My zucchinis dish is nonetheless a good way to use extra squash. I hesitate to call it a recipe, because every time I make something, it’s different, and uses whatever I have on hand. And as vegetable gardeners know, once your squash start to appear, the vegetable keeps coming. Anyway, cut some into matchsticks, saute those in a bit of butter or olive oil (or both) and a bit of garlic,if you so choose, then add with some prawns or fish thrown and cooked lightly. Maybe a splash of wine or a touch of stock or cream , and then toss over some pasta, perhaps with a handful chopped scallions, or whatever fresh herbs you have on hand , and perhaps some halved cherry tomatoes as well). (British readers may detect the influence of Elizabeth David in how I provide vague instructions rather than a hard and fast recipe. More guidelines or suggestions than a formula.

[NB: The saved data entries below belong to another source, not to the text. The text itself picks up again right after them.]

PR #1812, opened 2023-07-13
fix(fvm/syscall): don't assume that return pointers are aligned

Stebalien:
This isn't an issue in the builtin actors as deployed today, but would definitely be an issue with custom actors that may not pass aligned "out" pointers. We fix this by using the special "write unaligned" method to avoid ever dereferencing the destination pointer.


Stebalien:
An example of how this can go wrong:

```rust
fn main() {
    unsafe {
        struct Foo(u64);
        let mut x = [0u8; 9];
        let ptr = x.as_mut_ptr().offset(0);
        assert!(
            (ptr as usize) % std::mem::align_of::<Foo>() > 0,
            "should not be aligned to {}",
            std::mem::align_of::<Foo>(),
        );
        *(ptr as *mut Foo) = Foo(0xffff);
        println!("Results: {x:?}")
    }
}
```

Mom has eaten some of her blueberries, although she was not expecting much in the bushes first year in her garden. The only thing that’s not thrived has been the cauliflower plants, although I understand that vegetable is a bit difficult to grow successfully. A pity, because I love cauliflower cheese – not the school cafeteria version, but a gratin of just cooked vegetable, in a bit of cream or white sauce, laced with good cheddar and perhaps with a sprinkle of toasted homemade bread crumbs on top. I love vegetable gratins.and have experimented with many varieties of cheese – gruyere, cheddar, parmesan, manchego, even leftover blue varieties.
Mom has a ton of tomatoes, too, although none are yet ripe; I sent her four plants each of a modern beeksteak variety, German Johnson, and cherry tomatoes. Last summer, when I visited for her birthday and ended up staying the month, I made lots of tomato soup, and tomato sauce, and she froze that to last the winter, as well as lots and lots of fruit freezer jam (see Summertime and the Living is Easy: In Praise of Farmers Markets).
As for my sister, she harvested her first crop last week: cucumbers, and zucchini – although the picture wasn’t quite clear, and some of what I thought were zucchini may actually be peppers. Not the bell variety, although I sent her some of those, but some long lean ones that I thought would be perfect if stuffed. Over the weekend, she sent a lovely picture of her first tomato, a pink Brandywine, looking large and luscious and perfectly ripe. I also sent her some Cherokee Purple, German Johnson, and cherry tomato plant, and some blueberry bushes, and aubergine plants. Just now, I cannot remember what else.
So thus far, this experiment in enhancing family personal gardens is shaping up nicely. It’s also inspired another sister and her family to plant their own garden
The last time I wrote about this topic, many readers shared their gardening plans for the 2020 summer.